LGBTIQA+ experiences of discrimination and marginalisation in the workforce are being taken seriously as important issues to study. However, the unique experiences of LGBTIQA+ facilitators of ‘mainstream’ men’s domestic violence behaviour change programs remains unexplored. Building on previous research on the experiences of trans scholars in criminology and criminal justice (Walker et al., 2021), this research will provide further insights into the various ways that being queer and/or trans impacts on facilitators working with men using violence, in what has been an historically heteronormative, binary field. Continuing the work of Evans and Hotten (2022), which evaluated supervision experiences of men’s behaviour change facilitators, this research will give voice to LGBTIQA+ practitioners in the DFV perpetrator intervention field, specifically highlighting key workforce challenges and solutions to create safer workplaces and further contribute to what Rainbow Health Australia articulate as a ‘gender transformative approach’ to the prevention of gendered violence. This research will also help to elucidate the ways that LGBTIQA+ facilitators’ navigation of the domestic and family violence service workforce mirrors the often heteronormative and cisnormative experiences of service provision in mainstream perpetrator interventions.

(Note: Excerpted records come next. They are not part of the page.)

PR #348, opened 2022-11-22
feature: shortcuts to navigate between Notes and Editor panel

briacp:
Unfortunately, this does not make the panel appear if they're not already visible -- it only switch focus between panels. As JC suggested, we can make the panel tab blinks and/or add menubar information.

## Which ticket is resolved?

- Shortcut to switch between Notes and Editor panels
  * https://sourceforge.net/p/omegat/feature-requests/1630

PR #349, opened 2022-11-23
Introduce requestVisible method to unhide/show hidden panes

miurahr:
Panes need to handle its visible state when user ask actions.

related #348

## Pull request type

## What does this PR change?

- Introduce `MainWIndow#getDesktop` that returns `DockingDesktop`  object.
- Introduce `StaticUIUtils#requestVisible` method

### DIFF
--- a/src/org/omegat/gui/exttrans/MachineTranslateTextArea.java
+++ b/src/org/omegat/gui/exttrans/MachineTranslateTextArea.java
@@ -91,6 +91,8 @@ public class MachineTranslateTextArea extends EntryInfoThreadPane<MachineTransla
      */
     protected List<MachineTranslationInfo> displayed = new CopyOnWriteArrayList<>();
 
+    protected final DockableScrollPane scrollPane;
+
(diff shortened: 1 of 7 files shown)


briacp (approved):
Great stuff Hiroshi, I didn't manage to make it work like you did, so good job!

I was just wondering if it was maybe possible to refactor all the `requestVisible` methods as they are mostly the same for all the components?

miurahr:
> Great stuff Hiroshi, I didn't manage to make it work like you did, so good job!

Best solution is  to show "AutoHideExpandPanel" but I didn't find an interface. So I made it to show "DockablePanel".

AutoHideExpandPanel is shown when you hover mouse on hidden pane such as Note, which will automatically hide with Timer.

It is best because when you operate note and go back to editor, it automatically hide to initial position.

> I was just wondering if it was maybe possible to refactor all the `requestVisible` methods as they are mostly the same for all the components?

Thank you for the suggestion. I finally decided to add the function in StaticUIUtils class.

Such scholarship is necessary, in part, because facilitators of perpetrator intervention programs have been identified as vital stakeholders in the safety outcomes for adults and child victim-survivors (ANROWS, 2020), and it is a workforce that has long had difficulties in recruitment and retention. This research will highlight the strengths of LGBTIQA+ workers in interventions with men, as well as the barriers to develop recommendations to widen participation of LGBTIQA+ workers in the behaviour change program field.